Provide only the number of lines below in which the string "also" occurs.

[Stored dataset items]
*** Block opens ***

PR #5927, opened 2025-01-06
CI: Update CI for PRIMA

jinangshah21:
With this `bobyqa_example_1` and `bobyqa_example_2` works well and give same output as GFortran.

PR #5937, opened 2025-01-07
CI: Update CI for PRIMA

jinangshah21:
With this `bobyqa_example_1` and `newuoa_example_1` gives same output as GFortran.

### DIFF
--- a/.github/workflows/CI.yml
+++ b/.github/workflows/CI.yml
@@ -503,10 +503,11 @@ jobs:
         run: |
             git clone https://github.com/Pranavchiku/prima.git
             cd prima
-            git checkout -t origin/lf25
-            git checkout 811948c319aa8f05e6cfb2faedc0334124d77670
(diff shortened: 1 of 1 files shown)


jinangshah21:
`bobyqa_example_2` in #5927 is having some issues, I will check it.

Pranavchiku (dismissed):
remove tests for `nf`, `f` and only check values of `x`.

gxyd (approved):
> remove tests for `nf`, `f` and only check values of `x`.

Seems like the *Test PRIMA* CI job does exactly that now. Looks good to me.

Pranavchiku (commented):
Looks good, thanks for review and merging this!

jinangshah21:
For `bobyqa_example_1` nf is working properly in current main also.

jinangshah21:
Also I have corrected some workarounds and correct value of nf is 22. LFortran also gives 22 which is same as Gfortran with PRIMA main. I will that the nf test in next PR.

*** Block closes ***

[Response area]
2